▸ **WORK INSTRUCTIONS**
Reproduce each record exactly, leaving out no line.
··· DATA FOR THE TASK
PR #388, opened 2016-03-02
dont run 'ip' on windows

bmwiedemann:
I think we dont really need these routes anyway
and this breaks chef on windows in the QA clouds
because they use bmc-nat mode

### DIFF
--- a/chef/cookbooks/bmc-nat/recipes/client.rb
+++ b/chef/cookbooks/bmc-nat/recipes/client.rb
@@ -16,6 +16,7 @@
 # Note : This script runs on both the admin and compute nodes.
 # It intentionally ignores the bios->enable node data flag.
 
+return if node[:platform_family] == "windows"
 nets = node[:crowbar][:network] || return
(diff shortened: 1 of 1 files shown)


bmwiedemann:
tested manually on QA4 and hyper-v node now got into ready state

aplanas:
+1

toabctl:
+1

chef/cookbooks/bmc-nat/recipes/client.rb
```diff
@@ -27,6 +27,7 @@
 nat_address = nat_node[:crowbar][:network][:admin][:address]
 
 return if admin_subnet == bmc_subnet && admin_netmask == bmc_netmask
+return if node[:platform_family] == "windows"
```
vuntz: We usually put the check at the top of the recipe (see logging::client). Can you do the small change (and backport to 3.0)?

bmwiedemann:
moved test to the top. will backport when the change is merged to master.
······
▸ **RESPONSE TO THIS EXERCISE**
PR #388, opened 2016-03-02
dont run 'ip' on windows

bmwiedemann:
I think we dont really need these routes anyway
and this breaks chef on windows in the QA clouds
because they use bmc-nat mode

### DIFF
--- a/chef/cookbooks/bmc-nat/recipes/client.rb
+++ b/chef/cookbooks/bmc-nat/recipes/client.rb
@@ -16,6 +16,7 @@
 # Note : This script runs on both the admin and compute nodes.
 # It intentionally ignores the bios->enable node data flag.
 
+return if node[:platform_family] == "windows"
 nets = node[:crowbar][:network] || return
(diff shortened: 1 of 1 files shown)


bmwiedemann:
tested manually on QA4 and hyper-v node now got into ready state

aplanas:
+1

toabctl:
+1

chef/cookbooks/bmc-nat/recipes/client.rb
```diff
@@ -27,6 +27,7 @@
 nat_address = nat_node[:crowbar][:network][:admin][:address]
 
 return if admin_subnet == bmc_subnet && admin_netmask == bmc_netmask
+return if node[:platform_family] == "windows"
```
vuntz: We usually put the check at the top of the recipe (see logging::client). Can you do the small change (and backport to 3.0)?

bmwiedemann:
moved test to the top. will backport when the change is merged to master.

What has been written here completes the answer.